Chechnya's past and present
About 40 guerillas demanding Russia troops pull out of Chechnya were holding hundreds of people hostage at a theatre in Moscow yesterday. Here are key facts about the region and its struggles with Russia: Territory: Some 15,000 square kilometres -...
About 40 guerillas demanding Russia troops pull out of Chechnya were holding hundreds of people hostage at a theatre in Moscow yesterday. Here are key facts about the region and its struggles with Russia:
Territory: Some 15,000 square kilometres - about half the size of Belgium or a shade bigger than Connecticut. Sitting on Russia's southern flank, it has an 80-kilometre frontier with Georgia along the 5,000-metre Caucasus ridge.
Population: Before the conflict began in December 1994, some 1.1 million people - two thirds ethnic Chechens and a quarter of them Russians, concentrated in the capital, Grozny, where nearly 400,000 people lived in 1994. The city is now in ruins, most Russians have fled and many Chechens live in refugee camps in neighbouring regions. There are no reliable data but tens of thousands of civilians died in the fighting on both sides.

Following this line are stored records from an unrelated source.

Issue #489, opened 2017-10-20
Measurement Reports are missing plots


chrisknoll:
### Expected behavior
Measurement Drilldown should have Records by Unit, Measurement Value Distribution, Lower Level Distribtuion, Upper Level distribution, and values relative to norm.

### Actual behavior
These plots are missing from the datasoucres report, but are available in AchillesWeb.

### Steps to reproduce behavior

Go To datasources,
Pick a source and the measurement report
click on any measurement
Notice 5 plots are missing from the report.

Example:
![image](https://user-images.githubusercontent.com/6818777/31833110-8625542e-b597-11e7-9ec7-135eca5fe256.png)

Note: this plot is not seen on the ohdsi.org achilles demo, since it appears the achillesWeb version is not up to date.  But if you use the current AchillesWeb in your own enviornment, you will see the proper measurement drilldown.

t-abdul-basser:
@chrisknoll Thanks.  To clarify, which reports are missing?

chrisknoll:
The 5 plots above are missing from the Measurement Report.

chrisknoll:
The queries involved can be found in Achilles exportToJson:
https://github.com/OHDSI/Achilles/blob/master/R/exportToJson.R#L1708

The missing reports start here:
https://github.com/OHDSI/Achilles/blob/master/R/exportToJson.R#L1773

I attempted to plug in these reports as part of the fix for #488 , however the report data that returned from the measurement drilldown query was 1.4MB json file which seemd to have measurment statistics for all measurements instead of the measurement that was selected in the treemap.  So it is likely that you have the queries coded, but they are just bugged, but also that the results of the query are not presented in the drilldown of measurements.

After #488 is approved, you will see the placeholders I added in the measurement report that need to be implemented using the results from WebAPI.  But to fix this completely, webAPI likely needs to be updated with the correct measurement drilldown queries.

vojtechhuser:
any update on this?

PR #610, opened 2018-03-23
Measurement Reports are missing plots

wivern:
for #489


chrisknoll:
@wivern : i'm not sure if this is a WebAPI or Atlas side issue, but the plots for 'Upper Limit Distibution' and 'Values Relative to Normal Range' are not producing any plots.  Can you confirm?

I checked with this concept in our internal environment: Cholesterol in HDL [Mass/volume] in Serum or Plasma.

Here's the Atlas and Achilles output:
atlasmeasurementreport
Achilles:
achillesreport

PR #622, opened 2018-03-30
User Interface for Daimon / Source Configuration

### LINKED ISSUE #57: User Interface for Daimon / Source Configuration
As per @leeevans

wivern:
closes #57

### DIFF
--- a/js/components/configuration.html
+++ b/js/components/configuration.html
@@ -84,9 +84,9 @@
 					</div>
 				</div>
 			</div>
-			<div data-bind="if: config.userAuthenticationEnabled && !$component.hasAccess">
-				<access-denied params="isAuthenticated: isAuthenticated"></access-denied>
-			</div>
 		</div>
 	</div>
+</div>
+<div data-bind="ifnot:$component.hasAccess">
+	<access-denied params="isAuthenticated: isAuthenticated"></access-denied>
 </div>
--- a/js/components/configuration.html
+++ b/js/components/configuration.html
@@ -22,7 +22,7 @@
 						<div class="padded priority" data-bind="if:$component.canChangePriority">
 							<div class="priority-label">Change source priorities in: </div><select class="form-control" style="margin-bottom: 0" data-bind="options: $component.priorityOptions, optionsText:'name', optionsValue:'id', value: $component.sharedState.priorityScope" />
 						</div>
-						<span class="btn btn-sm btn-primary" data-bind="click: $component.newSource, css: {disabled: !$component.canCreateSource()}">New Source</span>
+						<span class="btn btn-sm btn-primary" data-bind="click: $component.newSource, visible: $component.config.userAuthenticationEnabled, css: {disabled: !$component.canCreateSource()}">New Source</span>
 					</div>
 				</div>
 				<div data-bind="if:available==false">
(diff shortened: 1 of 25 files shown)


js/components/source-manager.js
```diff
@@ -0,0 +1,179 @@
...
+    Vocabulary: { tableQualifier: '', enabled: false, priority: 0, sourceDaimonId: null },
+    Results: { tableQualifier: '', enabled: false, priority: 0, sourceDaimonId: null },
+    Evidence: { tableQualifier: '', enabled: false, priority: 0, sourceDaimonId: null },
+  };
+
+  function Source(data) {
+
+    function mapDaimons(daimons) {
+      daimons = daimons || [];
+      var defaultKeys = lodash.keys(defaultDaimons);
```
pavgra: There is native Object.keys with enough browser support. Why not to use it?

js/styles/atlas.css
```diff
@@ -2095,4 +2095,14 @@ div#wrapper_ohdsi img {
...
+}
+
+.form input[type=text] {
+  width: 100%;
+}
+
+.form label {
+  font-weight: bold;
+  font-size: 1.2rem;
+  margin-left: 5px;
```
pavgra: We've discussed required styling changes in person

js/components/source-manager.js
```diff
@@ -0,0 +1,178 @@
...
+        name: self.selectedSource().name() || null,
+        key: self.selectedSource().key() || null,
+        dialect: self.selectedSource().dialect() || null,
+        connectionString: self.selectedSource().connectionString() || null,
+        daimons: ko.toJS(self.selectedSource().daimons()).filter(function(d){ return d.enabled; }).map(function(d){
+          return lodash.omit(d, ['enabled']);
+        }),
+      };
+      sourceApi.saveSource(self.selectedSourceKey(), source).then(function(){
+        return sourceApi.initSourcesConfig();
```
anthonysena: Is this call to init all of the sources necessary or could we process the new data source individually? In our environment with many data sources configured, the save seems to take a very long time due to this call. Alternatively, we could lock the screen while it is saving so that users cannot re-submit the same information.

js/components/configuration.html
```diff
@@ -29,27 +39,27 @@
...
 						<th>Incidence</th>
 					</thead>
-					<tbody data-bind="foreach:$data.sources">
+					<tbody data-bind="foreach:$component.sources()">
 						<tr>
 							<td><i class="fa" data-bind="if:!initialized, attr: { title : error }, css: { 'fa-check-circle': initialized, 'fa-exclamation-circle': !initialized }"></i>
 								<span data-bind="text:error"></span>
 							</td>
-							<td data-bind="text:sourceName + ' [' + sourceKey + ']'"></td>
+							<td><a href="#" data-bind="text:sourceName + ' [' + sourceKey + ']', click: $component.selectSource"></a></td>
```
anthonysena: The source names on the configuration screen should only have a link when the user has rights to view or edit the source details. Furthermore, we should consider using the source_id and not the source_key here for consistency with the way we're doing things in the rest of the app.

js/components/configuration.js
```diff
@@ -1,21 +1,89 @@
...
+        contentType: 'application/json',
+        success: function () {
+          sourceApi.initSourcesConfig();
+        },
+        error: function (err) {
+          self.isInProgress(false);
+          alert('Failed to update priority source daimon');
+        },
+        complete: function () {
+          self.isInProgress(false);
```
pavgra: From jQuery doc - "A function to be called when the request finishes (after success and error callbacks are executed)"

So no need to call same line in error callback

js/components/configuration.html
```diff
@@ -58,16 +71,25 @@
...
 				</table>
 			</div>
-
+			<div data-bind="if: isInProgress()" class="text-center">
+					<loading params="theme: 'light'" />
+			</div>
 			<div>
-				<div class="padded">
-					<div class="btn btn-sm btn-primary" data-bind="click: clearLocalStorageCache">Clear Configuration Cache</div>
+				<div style="display: flex">
```
pavgra: no css inlining pls

PR #640, opened 2018-04-11
Updating Concept Sets in a Cohort by Swapping for Another

### LINKED ISSUE #365: Updating Concept Sets in a Cohort by Swapping for Another
This is an enhancement request not a bug.  

It would be nice to be able to not only delete a concept set in a cohort but also be able to swap it out for another concept set.

Example, you defined one concept set and it is used multiple times in a cohort.  You learn there is a better definition for the concept set.  It would be nice to just replace it with another concept set already built in ATLAS.

wivern:
closes #365

### DIFF
--- a/js/components/atlas.cohort-editor.html
+++ b/js/components/atlas.cohort-editor.html
@@ -10,12 +10,12 @@
 		<!-- ko ifnot:canEdit-->
 		<cohort-expression-viewer params="expression: model.currentCohortDefinition().expression"></cohort-expression-viewer>
 		<!-- /ko -->
-		<div class="modal fade" id="conceptSetSelectorDialog" tabindex="-1" role="dialog">
+		<div class="modal fade" data-bind="modal: showModal" tabindex="-1" role="dialog">
 			<div class="modal-dialog modal-lg">
 				<div class="modal-content">
 					<div class="modal-header">Import Concept Set From Repository...</div>
 					<div class="paddedWrapper">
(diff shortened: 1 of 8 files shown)


js/components/atlas.cohort-editor.html
```diff
@@ -10,12 +10,12 @@
 		<!-- ko ifnot:canEdit-->
 		<cohort-expression-viewer params="expression: model.currentCohortDefinition().expression"></cohort-expression-viewer>
 		<!-- /ko -->
-		<div class="modal fade" id="conceptSetSelectorDialog" tabindex="-1" role="dialog">
+		<div class="modal fade" data-bind="modal: showModal" tabindex="-1" role="dialog">
```
chrisknoll: Thank you so much for ridding the code of element IDs! and using the bindings!! (big heart) (big hug)

anthonysena:
Thanks @wivern for this contribution. In reviewing the PR, I think their is either a bug or a gap in the way we described the need for #365. For purposes of illustration, I'm going to include some screen grabs and tag @ericaVoss for input. To start, use a cohort definition with a concept set that is already defined, navigate to the Concept Sets tab, select a concept set to view the details and then the "Import" tab:

image

The new "Repository" pill tab then allows the user to navigate to concept sets in the repository to import. From my testing, this imports the concept set from the repository and adds the concepts to the existing concept set in the cohort definition. What was desired per #365 was to completely replace the concept set definition that is in the cohort definition with the one imported from the repository. 

I'd also add that when importing the concept set from the repository, we should replace the concept set expression and rename the concept set using the name in the repository so it is clear that the concept set has changed. @ericaVoss your thoughts on this?

PR #646, opened 2018-04-16
closes #645

### LINKED ISSUE #645: Check visual appearence of the charts
### Expected behavior
All axis titles are the same size, have equal margins, labels have format "month/year" instead of "year"

johnSamilin:


chrisknoll:
Those pie charts: they look like they are in the proper dimension for the space in the div, but for some reason the SVG elemetns in the DOM are being skewed all the way to the right...is it possible there's some sort of styling being applied to those SVG elements to make them have a left-margin like that? Something that bootstrap may be doing?  I wonder if you inspect the pie-slice element in the middle chart if you get a hint as to if it's a positioning problem or some style is messign with the layout.

johnSamilin:
@chrisknoll @anthonysena thanks for the reivew, those issues are fixed

js/main.js
```diff
@@ -122,7 +122,7 @@ requirejs.config({
 		"cohortcomparison": "modules/cohortcomparison",
 		"r-manager": "components/r-manager",
 		"negative-controls": "components/negative-controls",
-		"atlascharts": "https://unpkg.com/@ohdsi/atlascharts@1.1.0/dist/atlascharts.min",
+		"atlascharts": "https://unpkg.com/@ohdsi/atlascharts@1.2.0/dist/atlascharts.min",
```
anthonysena: Tagging @chrisknoll - The scaling issue we were discussing offline appears to be related to bumping up the atlas charts library here. When I revert back to 1.1.0, I no longer experience the problem where the chart doesn't fill the container. Looking at the [changes between the library versions ](https://github.com/OHDSI/Visualizations/compare/v1.1.0...v1.2.0#diff-5a982a23c07be42ee2b02d0126e84715R66) it appears that a width/height were added to the base chart object - could this be the reason for the lack of scaling?

johnSamilin: I think this is the reason because of the preserveAspectRatio attribute of the SVG. It's current value means that there have to present height and width attributes. Which charts besides treemap scaling incorrectly?

anthonysena: @johnSamilin If you use this branch and take a look at the data density report, the line chart remains a fixed size even on larger resolutions. If you roll back the atlascharts library from 1.2.0 to 1.1.0 you will see that it then scales to fit the containing panel. Thanks!

johnSamilin: @anthonysena it seems like the problem is that in version 1.1.0 render method accepted width and height parameters but ingored them. It's not really correct behaviour so we should either stop passing those parameters and let atlascharts get bounding box of it's container or determine it before the render method just like I did with treemaps in my second commit. I'd suggest the latter way

anthonysena: @johnSamilin thanks for investigating this. I think applying the treemap approach as you proposed would be great. Could you add this to the branch and we'll review? Thanks!

chrisknoll: @johnSamilin : why do you say we ignore them?  Here's the code in the 1.1.0 release:
https://github.com/OHDSI/Visualizations/blob/v1.1.0/atlascharts/line.js#L38 and where it's used:
https://github.com/OHDSI/Visualizations/blob/v1.1.0/atlascharts/line.js#L55

The idea is that you need to specify the resolution of the SVG context to get the appropriate proportion of scale (for the initial rendering of fonts) and then the svg scales larger and smaller based on how the viewport is resized.

This is why  if you make the width and height smaller, it makes the SVG text look bigger (it's making the same font appear larger because it looks bigger at 600x300 vs 1200x600).

I noticed you added a feature (which I think is cool) that you can have the context 'guess' the appropriate width and height for the SVG element which I think is good, it saves the work from the coder, makes things render consistently (instead of one place using 600x300 and another 300x150).

but all of this doesn't explain how the chart seemed to get rendered in the right resolution, but somehow was offset by some amount in those piecharts.

johnSamilin: I fixed width detection and made some style improvements:
1. when determening bounding box's size, js can't keep in mind it's paddings, so I moved it to config that's being passed to render method
2. div#report should always have scroll bar because the widths could become irrelevant after all charts are rendered (size of the container will become smaller when scroll bar appears)

@chrisknoll regarding your question: render method receives width and height and passes it to createSvg method, which uses them only to specify viewBox attribute (which was a little bit confusing). And viewBox doesn't affect the size of the svg, it's only responsible for scaling. Those pie charts were given the width 1000px. In v 1.2.0 width and height are also used to set appropriate attributes, which led to this incorrect offsets

chrisknoll: Thanks @johnSamilin .  Somewhere along the way, I thought we had to set the w/h on the chart's SVG element but things evovled over time to support resizing the svg etc, and my recollection was wrong about where the w/h was being applied.  Thanks for digging into this.

pavgra: @anthonysena , since there seems to be no more open questions and remaining issues, can we merge the PR?

anthonysena: Yes - I'd like to review the changes but feel confident we'll be able to merge this shortly.

anthonysena: We are getting closer but I'm still facing an issue here. The new commits provide a good initial setup for the charts and allow them to scale to the available space. However, if I resize the window, the charts remain the same and then they wind up going outside the boundaries of the bounding box. This was not the case with the 1.1 version of the library so I'm hoping that this is a small change. Let me know if I can help to find a solution.

chrisknoll: OK: I remember now related to the widht and height settings:
in order to get the resizing int he SVG, you must omit a fixed width-height from the SVG element so that it fills the container (in this case a div).  Here's an example without the width/height applied to the element, before and after a resize:
Without Width properties:
nowidth
nowidth_resized
And with the width:
withwidth
withwidth_resized

So the width is used to specify the viewport as a way to tell the svg element 'this is the resolution that you should use to render the chart initially'. Then when the svg fills the containing element (like the div) it will scale up/down the SVG elements.

If you want to lock the SVG element to a fixed size, you would lock the containing element  to not let the SVG resize. But the SVG element shouldn't have a fixed width/height on it if you want to have the SVG resize.   Allt his being said: I still do not udnerstand how we get the piechart in the origional example 'pushed to the right' on all the charts as a result of fixing the chart with a fixed width. As you can see in my screenshots, when I took off the fixed width, the pie chart still had the correct position.  I just removed the width/height in my local repo on those charts and the piechart still appears int he correct position.

My guess is that there's something with the containing element and booststrap styles that is somehow interacting with the SVG elements and pushign them off their divs.  

But for starters, I'd revert the change that fixes the width/height on the charts if we want to resize those divs.  @anthonysena : maybe you could test again on your side setting the chart libary to 1.1 (where width/height are not set) and see if the latest comits to atlas still work under the 1.1 library. If it does, we should remove the width/height elements from createSvg() so that the SVG will resize naturally.

On the issue of fixed size elements in bootstrap:  this is one of the reasons we developed the atlas charts to be resized: iit seems if you put a fixed sized element inside the bootstrap 'row' layouts, the row/columns just ignore those elements and when you resize smaller, it looks like the layout 'pushed out' or 'bleeds over' the edge of the container instead of what you'd expect to happen is the container would stop shrinking and you'd get a scrollbar.

anthonysena: @chrisknoll thanks for going through all of these details! I tested this out by setting the chart library to 1.1 and found that the latest commits still work and allow the charts to properly scale to fill the containing element.

chrisknoll: Thanks, Anthony, I'll revert the width change in the SVG element for the 1.3.0 release of atlas chargs, but we may need to ask @johnSamilin  and @pavgra  to just signoff there may be other usecases where that width/height element may be important.

anthonysena: Sounds like a plan - thanks!

johnSamilin: Exactly, that's why I suggested two ways of solving this particular problem. I don't see any other use cases where setting fixed size of the chart is important.
@chrisknoll 
> still do not udnerstand how we get the piechart in the origional example 'pushed to the right' 
in the original PR they accidentally got width of 1000px (self.breakpoints.wide) https://github.com/OHDSI/Atlas/pull/646/commits/a6a89cae6e40031479b0214429fb002cf2d2bd4f#diff-5b98cce483fac3e765dee49534e89208R307

chrisknoll: sometimes the fonts in the chart may get too small if you shrink it too much, so what I'd do in this case is wrap the chart in a div with a min-height style to keep it from shrinking below a minimum.

Ok if we all agree, then I'll remove the width/height setting from the SVG element in the visualziation lib for the 1.3 release.

js/main.js
```diff
@@ -122,7 +122,7 @@ requirejs.config({
 		"cohortcomparison": "modules/cohortcomparison",
 		"r-manager": "components/r-manager",
 		"negative-controls": "components/negative-controls",
-		"atlascharts": "https://unpkg.com/@ohdsi/atlascharts@1.2.0/dist/atlascharts.min",
+		"atlascharts": "https://unpkg.com/@ohdsi/atlascharts@1.3.0/dist/atlascharts.min",
```
chrisknoll: This should be 1.3.1, due to NPM publishing error.

js/styles/chart.css
```diff
@@ -92,6 +92,7 @@ table.boxplotValues tr td
 }
 .axislabel, .axislabel text {
 	font-family: arial;
+	font-size: 1.2rem;
```
chrisknoll: What is style is '1.2rem'? Is that a real unit or just a typo from 'em'?

chrisknoll: Nevermind! rem is a real thing!

johnSamilin: rem is 'root em', which is calculated based on the font size of the body. 1rem = 100% body font-size, while 1em is 100% font-size of the parent element. I used it here to ensure that all labels have the same size

PR #647, opened 2018-04-16
Provide diagnostic checks for cohorts

### LINKED ISSUE #498: Enhancement request - Convey problems in cohort with use of concept sets
### Issues
1. When creating a cohort if a given concept set is not used anywhere in the cohort can ATLAS present a message to the user asking if it can be deleted? 
2. If a given concept set is used but references an incorrect domain can this be flagged to the user? 
3. If a given concept set is used but does not reference all of the domains can this be flagged to the user with the domains that are missing? 
### Ideas for Solutions
1. Provide a clean cohort button or present user a warning flag in the concept table alerting the user it is not used and the option to delete the concept set from there. 
2. Provide a warning to the user in the rule that the concept is used incorrectly and/or do so in the concept set table and provide reference to the rule number that incorrectly uses the concept set. 
3. Same as 2 immediately above except add references to the missing domains. 

Tagging posts #283 and #474 as they are related. 
Tagging @fdefalco @ericaVoss @chrisknoll @rmakadia to see what ideas they may have regarding how to resolve the issues. 

Thank you!

wivern:
closes #498


chrisknoll:
Can a filter be added to the Warnings tab so that we can filter to Warnings/Errors by default (but hide info) but if users what to see info warnings, they an un-hide info-level messages?

chrisknoll:
Ok, per #780, we're going to merge this into master after the refactoring is done. _*However*_, I'm going to continue to test this branch because issues found logically here will apply to whatever final refactor form. So let's proceed with pushing this PR through testing, and we'll plan on re-factoring this code into the #780 form once we're test-complete.

chrisknoll:
@wivern :  funtionality request:
It looks like the tab color changes based on if there is only info messages (it is blue) vs. if there is something non-info (it is red).  What do you think about having 3 levels of colors:  at least 1 error = red else at least 1 warning orange, else blue?

chrisknoll:
@wivern @johnSamilin @pavgra : with the cohort definition refactoring work, files are beign renamed and moved, which will make merging a nightmare.  I think you'll have to re-apply your code changes onto the refactored version of the code (once that gets into master), but in the future I'd recommend better coordination between refactoring and enhancements so that we don't have these sorts of collisions.

PR #672, opened 2018-05-03
Data sources new drilldown plots and refactor

MaximMoinat:
Adds three new plots to data sources
* donut chart of `value_as_concept_id` in observation and measurement
* donut chart of `qualifier_concept_id` in observation
* donut chart of `operator_concept_id` in measurement

Other improvements:
* Data sources table sorts by default on person count (mimicking default behaviour of AchillesWeb).
* Refactoring of boxplot and donut chart rendering methods to optimize reuse of code
* No filtering on measurement_concept_id for unit/value plots. The WebAPI does this since release 2.4.0

See also:
* https://github.com/OHDSI/WebAPI/pull/403 
* http://forums.ohdsi.org/t/achilles-proposal-for-new-observation-measurement-value-visualisation/4340


johnSamilin:
Hi @MaximMoinat 
due to recent refactoring (https://github.com/OHDSI/Atlas/pull/694), data sources component is now under /pages folder, could you move these changes there?

MaximMoinat:
@johnSamilin I started moving the changes, however, I encountered two blocking issues.
1. multiple donut charts on one page malfunction. They all show the same data. Probably a problem with observables referencing each other. e.g. look at the person page, all three donuts contain the same data:
image
2. The measurement treemap drilldown displays 'No data' for every concept I tried, while there is data available.

chrisknoll:
Right, this is an issue I uncovered as well from the refactor using the 'clean and reasonable project structure'.  There seems to be some issue where the bindings are overwritting with the last chart rendering.  

I'm speaking with @pavgra about reworking those classes that follow the knockout pattern of components.  We hope to have this addressed shortly.

MaximMoinat:
Changes moved to new data sources structure. Fixed the measurement drilldown and frequency histogram in the process.
@johnSamilin could you review?

johnSamilin:
Hi @MaximMoinat 
absolutely right, /components/data-sources will be removed in the future cleanup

Religion: Chechens converted to Islam in the late 16th century. Enforced atheism under Soviet rule has given way to an Islamic revival among some Chechens. Russia has drawn attention to foreign Arab fighters in Chechnya and accuses rebels of links to radical Islamist groups like the Afghan Taliban and al Qaeda, though their influence in the region is hard to gauge.
Economy: Oil output flourished from 19th century but is now scarce and most plant has been wrecked. Region straddles key pipeline route from Caspian Sea to Black Sea ports giving it a strategic importance. Moscow accuses warlords of smuggling.
History: When Christian Georgia to the south agreed a union with Moscow in 1783, the Muslim north Caucasus were encircled and Sheikh Mansour led a jihad or holy war in the 1780s. The later Caucasus War lasted 47 years until 1864.
In 1944, Soviet dictator Josef Stalin accused Chechens of aiding German invaders and deported the entire nation to the steppes of Central Asia where many thousands died. In 1957 Nikita Khrushchev allowed them to return to their homes.
As the Soviet Union broke up, Air Force General Dzhokhar Dudayev won 80 per cent support in an election in October 1991. He declared Chechen independence and faced down a brief and bloodless military expedition from Moscow. Chechnya began to earn a reputation in Russia as a haven of bandits and smugglers.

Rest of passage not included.